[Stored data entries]
________

PR #1524, opened 2019-03-15
Fixed typerror on concept set tab of new ir page

### LINKED ISSUE #1519: Uncaught TypeError: VocabularyAPI.getConceptsById(...).then(...).fail is not a function
### Expected behavior
No error
### Actual behavior
Uncaught TypeError: VocabularyAPI.getConceptsById(...).then(...).fail is not a function
1) Open Incident Rates
2) Create new
3) Open Concept Set tab
4) Click new Concept Set
5) Look in console

vlbe:
Fixes #1519

### DIFF
--- a/js/components/conceptsetbuilder/components/IncludedConcepts.js
+++ b/js/components/conceptsetbuilder/components/IncludedConcepts.js
@@ -165,9 +165,9 @@ define([
 		self.refresh = function() {
 			self.isLoading(true);
 			self.selectedConcepts([]);
-			VocabularyAPI.resolveConceptSetExpression(self.conceptSet()).done(function (identifiers) {
-				VocabularyAPI.getConceptsById(identifiers).then(function (concepts) {
-					concepts.data.forEach(function (concept) {
+			VocabularyAPI.resolveConceptSetExpression(self.conceptSet()).then(function (identifiers) {
+				VocabularyAPI.getConceptsById(identifiers).then(({ data: concepts }) => {
+					concepts.forEach(function (concept) {
 						concept.RECORD_COUNT = 'timeout';
 						concept.DESCENDANT_RECORD_COUNT = 'timeout';
 					});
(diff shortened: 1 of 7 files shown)


js/components/conceptsetbuilder/components/IncludedConcepts.js
```diff
@@ -159,24 +159,24 @@ define([
...
-		
+
 		// behaviors
-		
+
 		self.refresh = function() {
 			self.isLoading(true);
 			self.selectedConcepts([]);
-			VocabularyAPI.resolveConceptSetExpression(self.conceptSet()).then(function (identifiers) {
+			VocabularyAPI.resolveConceptSetExpression(self.conceptSet()).done(function (identifiers) {
```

________

■ **WHAT IS REQUIRED**
Check each line of the data above for the word "IncludedConcepts" and state how many lines contain it, with no other text.

■ **THE COMPLETED TASK**
3